• Assigned task:
Write out the data below in full. Keep it exact.

• Exercise data:
PR #522, opened 2026-05-17
docs: add CLI help examples

nvphungdev:
## What does this PR do?

Adds `Examples:` sections to `drt run`, `drt list`, and `drt validate` help output, using command patterns already documented in the README and quickstart examples. Adds focused help-output tests so the examples stay visible.

## Related Issue

Closes #516

## Checklist

- [x] Tests pass (`.venv/bin/python -m pytest tests/unit/test_cli_help_examples.py`)
- [x] Linter passes (`.venv/bin/python -m ruff check drt/cli/main.py tests/unit/test_cli_help_examples.py`)
- [x] Updated `CHANGELOG.md` (if user-facing change)

Issue #516, opened 2026-05-16
feat(cli): add "Examples:" section to `drt run`, `drt validate`, `drt list` help


masukai:
## Motivation

CLI help currently lists options but no usage examples. For new users, seeing \`drt run --select tag:crm --threads 4\` once is faster than reading the option table and guessing.

## Current (\`drt run --help\`)

```
 Usage: drt run [OPTIONS]

 Run syncs (all by default).

╭─ Options ─...
```

## Proposed

```
 Usage: drt run [OPTIONS]

 Run syncs (all by default).

 Examples:
   drt run                                Run every sync
   drt run --select my_sync               Run a specific sync by name
   drt run --select tag:crm --threads 4   Run all CRM-tagged syncs in parallel
   drt run --dry-run --diff               Preview changes without writing

╭─ Options ─...
```

## Scope

Add an \"Examples:\" section to the docstring (Typer renders it in help output) for these three commands in \`drt/cli/main.py\`:

- \`run\` (line 497)
- \`validate\` (search for \`def validate\`)
- \`list\` (search for \`def list\`)

3–4 examples per command. Pick examples from the existing README or quickstart docs to stay consistent.

## Out of scope

- Other commands (could be follow-up GFIs once the pattern is set)
- Doc generation changes

## Estimated effort

1 hour. Good first issue 👋

PR #529, opened 2026-05-22
feat(cli): drt init - print 'Next steps' block

### LINKED ISSUE #517: feat(cli): `drt init` — print "Next steps:" block after scaffold
## Motivation

After \`drt init\`, a first-time user is dropped into a directory with files they don't yet know. A short \"Next steps:\" block printed to stdout removes the \"now what?\" friction.

## Current

\`drt init\` scaffolds files and exits with a success message (\`print_init_success\` in \`drt/cli/output.py\`).

## Proposed (append after the existing success message)

```
Next steps:
  1. Edit drt_project.yml — set your profile credentials
  2. Edit syncs/example.yml — define your first sync
  3. Run: drt validate              # check config
  4. Run: drt run --dry-run         # preview without writing
  5. Run: drt run                   # execute

Docs: https://github.com/drt-hub/drt#quickstart
```

## Scope

- Extend \`print_init_success\` in \`drt/cli/output.py\` (or add a sibling \`print_init_next_steps\`)
- Use Rich \`console.print\` to keep consistent styling with other CLI output
- Update the one existing \`drt init\` test in \`tests/unit/\` to assert \"Next steps:\" appears

## Out of scope

- Changing what files are scaffolded
- Interactive prompts

## Estimated effort

1 hour. Good first issue 👋

cian-ps:
## What does this PR do?

Expands the `print_init_success` function in `drt/cli/output.py` to print out more detailed next steps instructions and a documentation link.

Adds `tests/unit/test_cli_init_output.py`, as I couldn't find a dedicated test for `drt init` yet.

## Related Issue

Closes: #517 

## Checklist

- [ ] Updated `CHANGELOG.md` (if user-facing change)

### DIFF
--- a/drt/cli/output.py
+++ b/drt/cli/output.py
@@ -35,9 +35,13 @@ def print_init_success(paths: list[str]) -> None:
         console.print(f"  [dim]Created[/dim] {p}")
     console.print()
     console.print("Next steps:")
-    console.print("  1. Edit [bold]drt_project.yml[/bold] if needed")
-    console.print("  2. Add sync definitions to [bold]syncs/[/bold]")
-    console.print("  3. Run [bold]drt run --dry-run[/bold] to preview")
+    console.print("  1. Edit [bold]drt_project.yml[/bold] — set your profile credentials")
+    console.print("  2. Edit [bold]syncs/example_sync.yml[/bold] — define your first sync")
+    console.print("  3. Run: [bold]drt validate[/bold]\t\t[dim](check config)[/dim]")
+    console.print("  4. Run: [bold]drt run --dry-run[/bold]\t[dim](preview without writing)[/dim]")
+    console.print("  5. Run: [bold]drt run[/bold]\t\t[dim](execute)[/dim]")
+    console.print()
+    console.print("Docs: https://github.com/drt-hub/drt#quickstart")
     console.print()
 
 
@@ -116,10 +120,7 @@ def _print_row_count_diff(sync: SyncConfig, destination: object, new_rows: int) 
             )
     except Exception as e:
         # Silently skip row count if unable to connect (not a blocking error)
-        console.print(
-            f"  [dim](Could not retrieve current row count: {type(e).__name__})[/dim]"
-        )
-
+        console.print(f"  [dim](Could not retrieve current row count: {type(e).__name__})[/dim]")
 
 
 def print_sync_result(sync_name: str, result: SyncResult, elapsed: float) -> None:
@@ -196,8 +197,8 @@ def print_validation_error(sync_name: str, errors: list[str]) -> None:
 
 
 def print_connection_test_result(
-    sync_name: str, 
-    success: bool | None, 
+    sync_name: str,
+    success: bool | None,
     error: str | None = None,
 ) -> None:
     if success is None:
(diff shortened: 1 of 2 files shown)


masukai:
Thanks for the careful read on #517 @cian-ps 🙌 — and you're absolutely right that no existing `drt init` test was present. That was my mistake in the issue description; the new `tests/unit/test_cli_init_output.py` you added is in fact the first coverage for `print_init_success`. Good call adding it as a fresh file rather than forcing a fit into something unrelated.

## ✅ What's great

- **Enriched "Next steps:" block** — the expansion from 3 imperative lines to a numbered 5-step recipe with parenthetical hints (`(check config)` / `(preview without writing)` / `(execute)`) and a `Docs:` link is exactly the friction-reducer #517 was aiming at. The leading `Edit drt_project.yml — set your profile credentials` and `Edit syncs/example_sync.yml — define your first sync` give the user the two concrete files to touch before any command runs, which is the part new users were getting stuck on.
- **Test design** — small, focused `capsys` capture asserting the user-visible contract (paths, key commands, "Docs"). Doesn't over-assert on Rich markup so the styling stays free to evolve.
- **Format reflows** in `print_connection_test_result`, `_print_row_count_diff`, and `print_diff_table` look like `make fmt` running over lines that were on the wrong side of ruff's wrap threshold — happy to absorb those, no harm done.

## 🔧 One change to revert before merge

• Solution to the problem:
PR #522, opened 2026-05-17
docs: add CLI help examples

nvphungdev:
## What does this PR do?

Adds `Examples:` sections to `drt run`, `drt list`, and `drt validate` help output, using command patterns already documented in the README and quickstart examples. Adds focused help-output tests so the examples stay visible.

## Related Issue

Closes #516

## Checklist

- [x] Tests pass (`.venv/bin/python -m pytest tests/unit/test_cli_help_examples.py`)
- [x] Linter passes (`.venv/bin/python -m ruff check drt/cli/main.py tests/unit/test_cli_help_examples.py`)
- [x] Updated `CHANGELOG.md` (if user-facing change)

Issue #516, opened 2026-05-16
feat(cli): add "Examples:" section to `drt run`, `drt validate`, `drt list` help


masukai:
## Motivation

CLI help currently lists options but no usage examples. For new users, seeing \`drt run --select tag:crm --threads 4\` once is faster than reading the option table and guessing.

## Current (\`drt run --help\`)

```
 Usage: drt run [OPTIONS]

 Run syncs (all by default).

╭─ Options ─...
```

## Proposed

```
 Usage: drt run [OPTIONS]

 Run syncs (all by default).

 Examples:
   drt run                                Run every sync
   drt run --select my_sync               Run a specific sync by name
   drt run --select tag:crm --threads 4   Run all CRM-tagged syncs in parallel
   drt run --dry-run --diff               Preview changes without writing

╭─ Options ─...
```

## Scope

Add an \"Examples:\" section to the docstring (Typer renders it in help output) for these three commands in \`drt/cli/main.py\`:

- \`run\` (line 497)
- \`validate\` (search for \`def validate\`)
- \`list\` (search for \`def list\`)

3–4 examples per command. Pick examples from the existing README or quickstart docs to stay consistent.

## Out of scope

- Other commands (could be follow-up GFIs once the pattern is set)
- Doc generation changes

## Estimated effort

1 hour. Good first issue 👋

PR #529, opened 2026-05-22
feat(cli): drt init - print 'Next steps' block

### LINKED ISSUE #517: feat(cli): `drt init` — print "Next steps:" block after scaffold
## Motivation

After \`drt init\`, a first-time user is dropped into a directory with files they don't yet know. A short \"Next steps:\" block printed to stdout removes the \"now what?\" friction.

## Current

\`drt init\` scaffolds files and exits with a success message (\`print_init_success\` in \`drt/cli/output.py\`).

## Proposed (append after the existing success message)

```
Next steps:
  1. Edit drt_project.yml — set your profile credentials
  2. Edit syncs/example.yml — define your first sync
  3. Run: drt validate              # check config
  4. Run: drt run --dry-run         # preview without writing
  5. Run: drt run                   # execute

Docs: https://github.com/drt-hub/drt#quickstart
```

## Scope

- Extend \`print_init_success\` in \`drt/cli/output.py\` (or add a sibling \`print_init_next_steps\`)
- Use Rich \`console.print\` to keep consistent styling with other CLI output
- Update the one existing \`drt init\` test in \`tests/unit/\` to assert \"Next steps:\" appears

## Out of scope

- Changing what files are scaffolded
- Interactive prompts

## Estimated effort

1 hour. Good first issue 👋

cian-ps:
## What does this PR do?

Expands the `print_init_success` function in `drt/cli/output.py` to print out more detailed next steps instructions and a documentation link.

Adds `tests/unit/test_cli_init_output.py`, as I couldn't find a dedicated test for `drt init` yet.

## Related Issue

Closes: #517 

## Checklist

- [ ] Updated `CHANGELOG.md` (if user-facing change)

### DIFF
--- a/drt/cli/output.py
+++ b/drt/cli/output.py
@@ -35,9 +35,13 @@ def print_init_success(paths: list[str]) -> None:
         console.print(f"  [dim]Created[/dim] {p}")
     console.print()
     console.print("Next steps:")
-    console.print("  1. Edit [bold]drt_project.yml[/bold] if needed")
-    console.print("  2. Add sync definitions to [bold]syncs/[/bold]")
-    console.print("  3. Run [bold]drt run --dry-run[/bold] to preview")
+    console.print("  1. Edit [bold]drt_project.yml[/bold] — set your profile credentials")
+    console.print("  2. Edit [bold]syncs/example_sync.yml[/bold] — define your first sync")
+    console.print("  3. Run: [bold]drt validate[/bold]\t\t[dim](check config)[/dim]")
+    console.print("  4. Run: [bold]drt run --dry-run[/bold]\t[dim](preview without writing)[/dim]")
+    console.print("  5. Run: [bold]drt run[/bold]\t\t[dim](execute)[/dim]")
+    console.print()
+    console.print("Docs: https://github.com/drt-hub/drt#quickstart")
     console.print()
 
 
@@ -116,10 +120,7 @@ def _print_row_count_diff(sync: SyncConfig, destination: object, new_rows: int) 
             )
     except Exception as e:
         # Silently skip row count if unable to connect (not a blocking error)
-        console.print(
-            f"  [dim](Could not retrieve current row count: {type(e).__name__})[/dim]"
-        )
-
+        console.print(f"  [dim](Could not retrieve current row count: {type(e).__name__})[/dim]")
 
 
 def print_sync_result(sync_name: str, result: SyncResult, elapsed: float) -> None:
@@ -196,8 +197,8 @@ def print_validation_error(sync_name: str, errors: list[str]) -> None:
 
 
 def print_connection_test_result(
-    sync_name: str, 
-    success: bool | None, 
+    sync_name: str,
+    success: bool | None,
     error: str | None = None,
 ) -> None:
     if success is None:
(diff shortened: 1 of 2 files shown)


masukai:
Thanks for the careful read on #517 @cian-ps 🙌 — and you're absolutely right that no existing `drt init` test was present. That was my mistake in the issue description; the new `tests/unit/test_cli_init_output.py` you added is in fact the first coverage for `print_init_success`. Good call adding it as a fresh file rather than forcing a fit into something unrelated.

## ✅ What's great

- **Enriched "Next steps:" block** — the expansion from 3 imperative lines to a numbered 5-step recipe with parenthetical hints (`(check config)` / `(preview without writing)` / `(execute)`) and a `Docs:` link is exactly the friction-reducer #517 was aiming at. The leading `Edit drt_project.yml — set your profile credentials` and `Edit syncs/example_sync.yml — define your first sync` give the user the two concrete files to touch before any command runs, which is the part new users were getting stuck on.
- **Test design** — small, focused `capsys` capture asserting the user-visible contract (paths, key commands, "Docs"). Doesn't over-assert on Rich markup so the styling stays free to evolve.
- **Format reflows** in `print_connection_test_result`, `_print_row_count_diff`, and `print_diff_table` look like `make fmt` running over lines that were on the wrong side of ruff's wrap threshold — happy to absorb those, no harm done.

## 🔧 One change to revert before merge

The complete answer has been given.